= Ravi Kant (Indian executive) =

Indian businessman (born 1944)

Ravi Kant (born 1 June 1944) is an Indian executive who had served as the vice chairman from 2 June 2009 to 31 May 2014 and the managing director of Tata Motors from 29 July 2005 to 1 June 2009. He is known to lead Tata Motors in its tough times.

He is a distinguished professor at IIT Kharagpur and a visiting leader at China Europe International Business School, Shanghai.

== Education ==
Ravi Kant completed his school education from Mayo College, Ajmer. He has a Bachelor of Technology degree from the Indian Institute of Technology, Kharagpur and an MS in Industry from Aston University, UK. He is a distinguished alumnus of Mayo College, Ajmer, IIT Kharagpur and was conferred Honorary D. Sc. from Aston University. He has received distinguished alumnus awards from these institutions and Aston conferred on him a D.Sc. (Hon). He is an Industrial Professor at the University of Warwick, UK. and a distinguished professor at IIT Kharagpur.

== Career ==
Ravi Kant has nearly 50 years of corporate experience in extractive, consumer durable and automobile industries. He spent 15 years in Tata Motors where he was the CEO and managing director and later Vice Chairman of the board. He led the acquisition of Jaguar Land Rover, UK; Tata Daewoo, South Korea and established Tata Motors, Thailand and other companies which helped increase the revenue from $1.5 to $39 bn. Under his watch, Tata Motors launched Tata Ace which nearly doubled the size of the commercial vehicle market in India and Nano small car, a case study in Innovation. He has been chairman of several companies like Tata Advanced Materials, Hispano Carrocera, Spain, Tata Motors European Technical Centre, U.K, Tata Marcopolo, Tata Thailand, Tata Daewoo, etc. and director on several others like Tata Industries, Voltas, Vedanta Ltd. (one of the largest natural resource companies in the world) and Jaguar Land Rover etc.

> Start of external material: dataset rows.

PR #7216, opened 2024-11-21
Drawing overlay for image preview dialog

Chunosov:
Adds a draft feature for drawing over attached images; currently available only in the image preview dialog

Core drawing module is domain and (almost) ui-framework agnostic.

Only the Pen and Eraser tools are available for now, predefind color set, no pen width selector


models/attachment/src/index.ts
```diff
@@ -80,8 +82,19 @@ export class TSavedAttachments extends TPreference implements SavedAttachments {
...
 }
 
+@Model(attachment.class.Drawing, core.class.Doc, DOMAIN_ATTACHMENT)
+export class TDrawing extends TDoc implements Drawing {
+  @Prop(TypeRef(core.class.Doc), getEmbeddedLabel('Parent'))
+  @Index(IndexKind.Indexed)
+  @Hidden()
+    parent!: Ref<Doc>
+
+  @Prop(TypeString(), getEmbeddedLabel('Content'))
```
haiodo, line 97: If content is file please use Ref\<Blob> instead

packages/presentation/src/components/DrawingBoard.svelte
```diff
@@ -0,0 +1,147 @@
...
+  export let active = false
+  export let readonly = false
+  export let imageWidth: number | undefined
+  export let imageHeight: number | undefined
+  export let drawingData: DrawingData
+  export let saveDrawing: (data: any) => Promise<void>
+
+  let drawingTool: DrawingTool = 'pen'
+  let penColor = 'blue'
+  const penColors = ['red', 'green', 'blue', 'white', 'black']
```
haiodo, line 29: We have colors.ts with a lot of color constants, better to use colors from it.

models/attachment/src/index.ts
```diff
@@ -80,8 +82,19 @@ export class TSavedAttachments extends TPreference implements SavedAttachments {
   declare attachedTo: Ref<Attachment>
 }
 
+@Model(attachment.class.Drawing, core.class.Doc, DOMAIN_ATTACHMENT)
+export class TDrawing extends TDoc implements Drawing {
```
aonnikov, line 86: I think that eventually we will need separate plugin for drawings.

models/attachment/src/index.ts
```diff
@@ -80,8 +82,19 @@ export class TSavedAttachments extends TPreference implements SavedAttachments {
...
+  @Prop(TypeRef(core.class.Doc), getEmbeddedLabel('Parent'))
+  @Index(IndexKind.Indexed)
+  @Hidden()
+    parent!: Ref<Doc>
```
aonnikov, line 90: If you are planning to add drawing not only for Attachment, then you need to add parent class attribute.

packages/presentation/src/drawing.ts
```diff
@@ -0,0 +1,398 @@
...
+        draw.scale = {
+          x: canvas.width / entry.contentRect.width,
+          y: canvas.height / entry.contentRect.height
+        }
+      }
+    }
+  })
+  resizeObserver.observe(canvas)
+
+  canvas.onpointerdown = (e) => {
```
aonnikov, line 218: do we need to throttle this so we don't produce too many points for small changes?

packages/presentation/src/components/DrawingBoard.svelte
aonnikov: we don't have colors like wite or black in our palette, only some weird colors :)

packages/presentation/src/drawing.ts
Chunosov: Yes, we have that, see `minLineLength`. 
This also helps to make lines smoother. A bigger value makes lines even more smoother, but in the same time gives an impression of  like 'slow' lines. So this an empirical value based on my taste :) could'be audjusted

packages/presentation/src/components/DrawingBoard.svelte
Chunosov: This is just random start color set, they fit for any theme. I suppose, eventually there should be a color selector dialog and a dynamic color set of the most recently used colors.

models/attachment/src/index.ts
Chunosov: I think we decided on not to use files for drawings because they will only clutter the space. So this is not a reference to a file, but serialized drawing content. An object the drawing is attached to is in the `parent` field

models/attachment/src/index.ts
Chunosov: Yes, probably, when it grows. But semantically they are "attachments" because they don't make sence without a parent, so I decided to put them in the "attachment" plugin for now.

models/attachment/src/index.ts
Chunosov: Sure, added this as `parentClass` field

models/attachment/src/index.ts
haiodo: ok.

haiodo (approved):

packages/presentation/src/drawing.ts
aonnikov: Maybe you already have this, but to reduce this "slow" lines we can use the current cursor position as the last point (no need to save it until `minLineLength` or mouse up).

PR #7246, opened 2024-11-30
Fix hideAdd does not prevent adding by keyboard on TagsPopup

andr3h3nriqu3s11:
While looking to the code of `TagsPopup`, to make it work with keyboard only, I noticed that the `hideAdd` prop does not prevent the creating of a new tag via the keyboard.


aonnikov (approved):

aonnikov:
@haiodo any idea why we don't have "Approve and Run" button to trigger CI for this pull request?

PR #7247, opened 2024-12-01
Add next test button

ArtyomSavchenko:
Screenshot 2024-12-02 at 16 39 59


plugins/test-management-resources/src/components/test-result/NextButton.svelte
```diff
@@ -0,0 +1,84 @@
...
+
+  export let object: WithLookup<TestResult> | undefined
+  let isLoading = true
+  let hasNext = false
+  let navigateToNext = false
+
+  const client = getClient()
+  const hierarchy = client.getHierarchy()
+
+  testIteratorStore.subscribe(() => {
```
aonnikov: I feel like this may produce leak of subscribers. The `subscribe` returns unsubscribe function that should be called to unsubscribe.

haiodo (dismissed):

plugins/test-management-resources/src/components/test-result/NextButton.svelte
ArtyomSavchenko: Thank you, fixed

haiodo (approved):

Prior to Tata Motors, he was a director, Consumer Electronics, on the board of Philips India. He has also worked in senior positions at LML Ltd, Titan Watches, Kinetic Engineering, Hawkins and Hindalco Industries Ltd. Currently, he is on the board of Kone Ltd, Helsinki, one of the top elevator companies in the world, and Hawkins Cookers Ltd, a well-known consumer durable company. He is on the Advisory Board of Accenture India.

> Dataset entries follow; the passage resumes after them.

PR #7253, opened 2024-12-02
Fix queries for $in: [null, ...etc] in pg

haiodo:
Fix queries for $in: [null, ...etc] in pg

### DIFF
--- a/server/postgres/src/storage.ts
+++ b/server/postgres/src/storage.ts
@@ -1137,7 +1137,16 @@ abstract class PostgresAdapterBase implements DbAdapter {
           case '$in':
             switch (type) {
               case 'common':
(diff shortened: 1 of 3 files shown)


server/postgres/src/storage.ts
```diff
@@ -1148,6 +1157,14 @@ abstract class PostgresAdapterBase implements DbAdapter {
...
           case '$nin':
+            if (Array.isArray(val) && val.includes(null)) {
+              res.push(
+                `(${tkey} NOT IN (${val
+                  .filter((it) => it != null)
+                  .map((v: any) => `'${v}'`)
+                  .join(', ')}) AND ${tkey} IS NOT NULL)`
+              )
+            }
             if (val.length > 0) {
```
aonnikov: should it be in `else` block?

haiodo: Yep, it shoudl be in else block. Thanks.

aonnikov (approved):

He was the chairman of Audit Bureau of Circulations, Advertising Standards Council of India, Society of Indian Automobile Manufacturers and executive member of Confederation of Indian Industries. He has been conferred several distinguished awards and has been invited to diverse platforms for interaction across the world.

Mr. Ravi Kant also takes a keen interest in education and health areas. He was the Chairman of IIM, Rohtak and Chairman of IIIT Allahabad. He is on advisory boards of business schools at IIT Bombay and Kharagpur. He was on the Board of National Institute of Design, Ahmedabad and Centre of Extractive Industry at the Earth Institute University of Columbia and CGIO, Business School, National University of Singapore. He was on the Advisory Board of China Europe International Business School (CEIBS), Shanghai where he is presently a visiting leader. He has been on the board of Enactus, a non-profit US organisation facilitating college students to think and act like entrepreneurs with social orientation. He has been associated with Smile Train, a US-based non-profit supporting correction of cleft palate and was on the board of New York-based WonderWork active in supporting surgeries for blindness, burns and club foot across the world. He is the Chairman of the Advisory Board of Akhand Jyoti Hospital, one of the largest eye organisations in India and that of Med therapy India promoted by doctors from Harvard Medical School and Novartis to enable gene therapy to be available at a more affordable price for the masses. He is also associated with Karkinos Healthcare to enable screening, diagnosis and treatment of cancer to the masses at affordable prices and international quality.